Looking for the asymptotic behaviour is not generally considered a part of the Frobenius method, but can be very helpful for physical applications and is used extensively in quantum mechanics. For example, if we consider the following differential equation

\[\begin{gather*} -y'' + (x^2 - a) y = 0 \end{gather*}\]

which arises from the Schrödinger equation for a quantum harmonic oscillator, then we find that the solutions have the form

\[\begin{gather*} y(x) = e^{-x^2/2}H(x) \end{gather*}\]

where \(H(x)\) is a polynomial. I.e., factoring out the correct asymptotic behaviour renders the solution exact. Of course, there is no problem

Details

For large \(x\), we can neglect \(a\) to obtain

\[\begin{gather*} y'' \approx x^2 y. \end{gather*}\]

Looking for solutions that vanish for large \(x\), we see that \(y \approx e^{-x^2/2}\) is appropriate:

\[\begin{gather*} y' = -xy, \qquad y'' = -y-xy' = (x^2-1)y \approx x^2 y. \end{gather*}\]

Thus, we might consider series solutions of the form

\[\begin{gather*} y(x) = H(x)e^{-x^2/2}, \qquad H(x) = \sum_{n=0}^{\infty} a_{n}x^n. \end{gather*}\]

We will find that, for appropriate values of \(a\) (associated with the quantized energy eigenstates), the series terminates yielding the Hermite polynomials \(H(x)\).

Of course, there is nothing wrong with simply looking for a series solution for \(y(x)\) directly – it will be related to this by expanding the gaussian, but will have infinitely many terms.

2. Form of the Series

The standard approach is to write the solution as

\[\begin{gather*} y(x) = x^{s}\sum_{n=0}^{\infty} a_n x^n. \end{gather*}\]

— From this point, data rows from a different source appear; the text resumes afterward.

PR #6685, opened 2025-12-28
feat: Automatically refresh chatter list

drogeek:
Hi there!
I like to see who is connecting to my stream, but I noticed the chatter list was never refreshed. This MR refresh the list every 2 seconds.

### DIFF
--- a/src/widgets/ChatterListWidget.cpp
+++ b/src/widgets/ChatterListWidget.cpp
@@ -143,209 +143,21 @@ QString formatChattersError(HelixGetChattersError error, const QString &message)
 
 }  // namespace
 
-ChatterListWidget::ChatterListWidget(const TwitchChannel *twitchChannel,
-                                     QWidget *parent)
-    : BaseWindow({}, parent)
+void ChatterListWidget::setupUi()
 {
-    this->setWindowTitle("Chatter List - " + twitchChannel->getName());
-    assert(twitchChannel != nullptr);
+    this->setWindowTitle("Chatter List - " + this->twitchChannel_->getName());
+    assert(this->twitchChannel_ != nullptr);
 
     this->setAttribute(Qt::WA_DeleteOnClose);
 
-    auto *dockVbox = new QVBoxLayout();
-    auto *searchBar = new QLineEdit(this);
+    this->dockVbox_ = new QVBoxLayout(this);
+    this->searchBar_ = new QLineEdit(this);
 
-    auto *chattersList = new QListWidget();
-    auto *resultList = new QListWidget();
+    this->chattersList_ = new QListWidget(this);
+    this->resultList_ = new QListWidget(this);
 
-    auto *loadingLabel = new QLabel("Loading...");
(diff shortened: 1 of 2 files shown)


src/widgets/ChatterListWidget.cpp
```diff
@@ -143,41 +143,95 @@ QString formatChattersError(HelixGetChattersError error, const QString &message)
...
+    this->setLayout(this->dockVbox_);
 
-    auto *loadingLabel = new QLabel("Loading...");
-    searchBar->setPlaceholderText("Search User...");
+    this->setMinimumWidth(300);
+}
+
+void ChatterListWidget::clearUi()
+{
+    std::cout << "clearing the connected users UI" << std::endl;
```
Nerixyz, line 212: Don't use iostreams, use Qt's [`qCDebug`](https://doc.qt.io/qt-6/qloggingcategory.html#qCDebug) and friends.

src/widgets/ChatterListWidget.cpp
```diff
@@ -316,81 +369,45 @@ ChatterListWidget::ChatterListWidget(const TwitchChannel *twitchChannel,
...
-
-    dockVbox->addWidget(searchBar);
-    dockVbox->addWidget(loadingLabel);
-    dockVbox->addWidget(chattersList);
-    dockVbox->addWidget(resultList);
-    resultList->hide();
-
-    this->setStyleSheet(this->theme->splits.input.styleSheet);
-    this->setLayout(dockVbox);
+ChatterListWidget::ChatterListWidget(const TwitchChannel *twitchChannel,
```
Nerixyz, line 401: Move this constructor back to the top.

src/widgets/ChatterListWidget.hpp
```diff
@@ -17,6 +17,22 @@ class ChatterListWidget : public BaseWindow
     ChatterListWidget(const TwitchChannel *twitchChannel, QWidget *parent);
 
     Q_SIGNAL void userClicked(QString userLogin);
+
+private:
+    const TwitchChannel *twitchChannel_ = nullptr;
```
Nerixyz, line 22: It's probably better to store a `std::shared_ptr<TwitchChannel>` to avoid dangling references.

Nerixyz (commented):
Depending on the size of the chat, 2s might be too low as the interval. Not sure what the best interval is. Maybe it should be dynamic based on how long we take to load the list?

src/widgets/ChatterListWidget.cpp
drogeek: I simply removed it, it was there for debugging purposes

src/widgets/ChatterListWidget.hpp
drogeek: well, the memory isn't handled by this Widget, it's just passed by another component, I do not need to free it, and actually doing so makes the whole program crash

drogeek: nope, that's not it, but the program do crash when I close this widget for some reason

Issue #5978, opened 2025-02-23
Lua API for manipulating the window layout


Mm2PL:
### Checklist

- [x] I'm reporting a problem with Chatterino
- [x] I've verified that I'm running **the most** recent nightly build or stable release
- [x] I've looked for my problem on the [wiki](https://wiki.chatterino.com/Help/)
- [x] I've searched the [issues and pull requests](https://github.com/Chatterino/chatterino2/issues?q=) for similar looking reports

### Describe your issue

The factor \(x^{s}\) has a similar flavour describing “asymptotic” behaviour that might not be of a pure power-law form. Additional factors deduced above might be included here.

In any case, the first task is to solve the indicial equation for \(s\) (called \(\nu\) in [Hassani, 2013]) by requiring that the first non-zero term is \(a_0\). If \(x=0\) is not singular as described above, then Fuch’s theorem ensures that there will be a solution of this form. In general, we expect a second order ODE to generate a quadratic indicial equation, and the two values of \(s \in \{s_1, s_2\}\) will generate the two independent solutions.

This can fail if the two solutions differ by an integer \(s_1 - s_2 \in \mathbb{Z}\) including zero (\(s_1 = s_2\)). In this case, the recurrence might fail to give an independent solution, but one can then look for a second solution \(y_2(x)\) of the form

\[\begin{gather*} y_1(x) = x^{s_1}\sum_{n=0}^{\infty} a_n x^n, \qquad y_2(x) = x^{s_2}\sum_{n=0}^{\infty} b_n x^n + C y_1(z) \ln z. \end{gather*}\]

Theorem 15.2.6 of [Hassani, 2013] states the precise conditions for this solution, which can also be found using the method of variation of parameters discussed above.